Streitigkeiten um Pachtverträge haben zur Vernachlässigung des Gebäudes geführt. Die Aussichtsterrasse war für die Bewohner nicht mehr zugänglich und der technische Zustand verschlechterte sich. In den letzten zehn Jahren kam ein weiteres schwerwiegendes Problem ans Tageslicht. Asbest, der beim Bau des Hochhauses verwendet wurde, begann in die Lüftung zu entweichen. Trotz der Dekontaminierung trugen die zunehmenden Probleme des Gebäudes nicht dazu bei, seinen berüchtigten Ruf zu überwinden.

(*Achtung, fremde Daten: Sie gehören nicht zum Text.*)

PR #3274, opened 2020-11-04
fix spectron not running

machard:
Spectron was not runnning because of https://github.com/electron-userland/spectron/issues/174#issuecomment-319242097

### Type

bug fix

### Context

https://ledgerhq.atlassian.net/browse/LL-3276

yarn spectron (needs yarn start running in an other terminal)

### DIFF
--- a/src/main/window-lifecycle.js
+++ b/src/main/window-lifecycle.js
@@ -100,7 +100,7 @@ export async function createMainWindow({ dimensions, positions }: any, settings:
 
   loadWindow();
 
-  if (__DEV__ || DEV_TOOLS) {
+  if ((__DEV__ || DEV_TOOLS) && !process.env.DISABLE_DEV_TOOLS) {
     mainWindow.webContents.openDevTools();
   }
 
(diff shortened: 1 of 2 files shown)


machard:
Actually there is a problem when running on mac because of the screenshot size.
When running on a computer with a retina screen, the size of the screenshot is doubled.
I tried to resize capture on the fly to the size of the existing captures but it does not pass.
onboarding-1-get-started-diff

nabil-brn (approved):
> Actually there is a problem when running on mac because of the screenshot size.
> When running on a computer with a retina screen, the size of the screenshot is doubled.
> I tried to resize capture on the fly to the size of the existing captures but it does not pass.
> onboarding-1-get-started-diff

UI tests are meant to run on CI inside docker containers, that's why the resolution is not the same, but it's actually a good idea to standardize those screenshots to be able to develop tests faster and make the debugging easier.

✓ QA-ed

Running on windows and macOS

---
08644169 (HEAD -> fix-spectron-run, machard/fix-spectron-run) fix spectron not running

machard:
I am looking at https://github.com/SeleniumHQ/docker-selenium#standalone and https://www.electronjs.org/docs/tutorial/using-selenium-and-webdriver

otherwise it would need to run the tests locally in a docker environment as well

gre (approved):

PR #3277, opened 2020-11-05
live-common 15.7.x

gre:
- should fixes recent TRON issues
- check that some compound / erc20 txs still works (some refinement in gasLImit calculation)
- LL-3842
- use supplyMax when creating transaction in supply
- LL-3835 added CompoundLowerAllowanceOfActiveAccountError

### DIFF
--- a/package.json
+++ b/package.json
@@ -44,7 +44,7 @@
     "@ledgerhq/hw-transport-http": "^5.28.0",
     "@ledgerhq/hw-transport-node-hid-singleton": "^5.28.0",
     "@ledgerhq/ledger-core": "6.9.1",
-    "@ledgerhq/live-common": "^15.7.6",
+    "@ledgerhq/live-common": "^15.7.7",
     "@ledgerhq/logs": "^5.28.0",
     "@tippyjs/react": "^4.0.2",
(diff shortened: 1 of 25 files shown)


valpinkman (approved):

Arnaud97234 (changes requested):
### Bug found
Just after submitting votes the the voted ongoing period should be "Just started" instead of "common.timeAgo.seconds"

IMG_1041

Arnaud97234:
- [x] LL-3842: Already approved account should redirect to supply

Arnaud97234 (changes requested):
### Bug found
- Approve an account that is already Approved and Supplied
- Enter a specific amount (disable No limit)

The following error is displayed. As explained by @LFBarreto, in that case it shouldn't be possible to approve. The error raised is not understandable by the user.

Screenshot 2020-11-05 at 21 47 39

gre:
Luiz provided a better wording @Arnaud97234

Arnaud97234 (commented):
image

OK

Arnaud97234 (approved):
Some fixes are remaining but they are minor, we could fix them in another PR

PR #3280, opened 2020-11-06
try to run tests easily the same way locally and on the CI

machard:
I am trying to run electron in docker when using spectron in order to be able to run tests quickly the same way locally and on the CI.
(otherwise there is an issue with captures comparaisons).

electron and web driver run in docker. spectron on the host speaks to docker/electron and docker/electron speaks to webpack on the host. Pbm: node_modules is mounted in the container so the libs with native code break.

idea : copy package.json in app/package.json, mount only .webpack in app/.webpack, and do npm install in the dockerfile (tradeoff : run docker-compose up —build after a deps update but if only code or tests change you just run yarn spectron and it stills runs asap)

unknown: I just hope captures will work since the jest plugin that handles images lives in the host and electron in the container. but i think its handled. 

### Type

tests run improvements

### Context

Story spectron

yarn spectron


machard:
Youpi it's working. And it's quick to iterate now when writing tests.
I updated the reference screenshots since orginal size was 1023x767 which is weird.
But now, these screenshots will pass the tests locally for everyone.

Left to do:
- update the github webflow

Nice to have
- update spectron and electron and make a PR to spectron to avoid mokeypatching and overriding webdriverOptions like that.

machard:
it works!

4 tests to fix
It feels like getMockDeviceEvent hangs sometimes locally
Speed ups possible (https://github.com/marketplace/actions/docker-layer-caching on ci and change docker build context to .)

valpinkman (approved):

gre (approved):

PR #3282, opened 2020-11-06
Mock swap spectron

juan-cortes:
image

## Changes to the bullrun
This pr introduces two changes to the bullrun that should make local testing easier for devs and qa. 
- The ability to run the bullrun with disabled screenshots, meaning the run should be faster and not fail in those checks. To run without screenshots simply call `yarn spectron -no-screenshots`. This should have no impact whatsoever in the github actions run, which would still take screenshots by running without the `-no-screenshots` flag.
- The possibility to filter some currencies or steps by editing the `currencies` and `steps` variables respectively, this is particularly useful to test a specific flow, or develop it, by just running through the mvp steps instead of the full run. For instance for the swap I just needed ETH and BTC, and the onboarding, and add accounts steps, which means the run would complete without manager, send, receive, delegate, discreet, etc. You get the point.

## About the swap flow
We also now have the swap flow covered. It's just a bullish run, as it should be, so no error handling, no history even (this could be easily added by clicking on the tab I would assume). The swap generated is obviously not real since we don't want to be moving funds around and paying fees on every pr.

### Type

Feature

### DIFF
--- a/src/renderer/components/DebugMock.js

Im Jahr 2017 wurde beschlossen, das Gebäude zu sanieren, damit es rechtzeitig für die Olympischen Sommerspiele 2024 fertiggestellt werden kann. Die Neugestaltung des Gebäudes, um es gläserner und leichter zu machen, wird von dem französischen Architektenkollektiv Nouvelle AOM durchgeführt. Der neue Tour Montparnasse soll Solarenergie nutzen und über hängende Gärten und ein Gewächshaus verfügen. Auch eine Aussichtsplattform wird wiedereröffnet. Das Gebäude soll ein Symbol für den Wandel Frankreichs hin zu moderner Energie sein.